I have data about investment preferences 1 year before the Covid and during the Covid lockdown.

Some changes appear using simple T-Test. I want to be able to assess if these changes are particularly strong for some specific demographics (e.g., older individuals ($X_1$), individuals with lower income ($X_2$), etc...).

Should I use the initial level of my dependant variable in the regressions? Basically, if I want to use OLS regressions to investigate which independant variable correlate with the change in my dependant variable, which model is preferrable?

Model 1 (apparently called Change Score Method): $(Y_2-Y_1)= \beta_1 . X_1+ \beta_2 . X_2 $

Model 2 (apparently called Regressor Variable Method) Score Method): $Y_2= \beta_1 . X_1+ \beta_2 . X_2 + \beta_3 . Y_1 $

Thank you so much for your help - Any reference would also be much appreciated!

L. M.
  • 55
  • 4

1 Answers1

2

Both methods have been used. See here for example. It depends what question you want to answer. If you want to talk mostly about "change" you can use

(Y2-Y1) ~ X1 + X2            # (1)

Basal (Y1) should not be added to above equation as it will always be correlated with difference (Y2-Y1) - see comments below by @EdM and here.

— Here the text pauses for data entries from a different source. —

PR #3886, opened 2020-03-24
fix #3884

### LINKED ISSUE #3884: reposted_url discover param not working as expected
I can get to a reposted url from https://lbry.tv/@boneheadmedia:d/covid194lbry:7, but then this URL doesn't work on refresh / when sharing: https://lbry.tv/$/discover?reposted_uri=lbry%3A%2F%2F%40boneheadmedia%23d%2Fcovid194lbry%237

Should we just use reposted_claim_id instead? Or claim name + claim id?

kauffj:
fixes #3884


seanyesmunt:
doh https://github.com/lbryio/lbry-desktop/pull/3885/files

PR #3889, opened 2020-03-24
improve open in app link for existing LBRY users

seanyesmunt:
#### Changes
- Doesn't show nag for web only users
- Changes nag to `type="helpful"` so it's always on top of the default nag (analytics)
- Changes text to "It looks like you may have [LBRY Desktop | LBRY Android] installed"
- Will now always show nag with open links, even users have closed it before


lbrytv/component/openInAppLink/view.jsx
```diff
@@ -0,0 +1,85 @@
...
+    if (hasSrcParam) {
+      params.delete('src');
+      const newParams = params.toString();
+      const newUrl = `${pathname}?${newParams}`;
+      replace(newUrl);
+    }
+  }, [hasSrcParam, search, pathname, replace]);
+
+  React.useEffect(() => {
+    if (hasSrcParam && ((!showNag && isAndroidUser && isAndroidDevice) || (isDesktopUser && isDesktopDevice))) {
```
kauffj: so a `src` parameter always required? I was thinking to show these always...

On the other hand, if you want to discuss factors affecting "final value", you can use

Y2 ~ X1 + X2 + Y1            # (2)

However, since repeated measurements (Y1,Y2 at 2 times) have been done on same subject, hence mixed model is also often used. (including interactions as commented by @dbwilson below):

Y ~ X1 + X2 + time + X1*time + X2*time + (1|subject)

Following simplified version of formula is effectively same as above:

Y ~ X1*time + X2*time + (1|subject)            # (3)

There is another method commonly used, especially in biomedical literature: "Percent change", i.e.

(100*(Y2-Y1)/Y1) ~ X1 + X2            # (4)

It is not correct to keep Y1 as a predictor variable in this last method as there will be strong correlation between baseline and percent change.

I think this last method (percent change) is most understandable.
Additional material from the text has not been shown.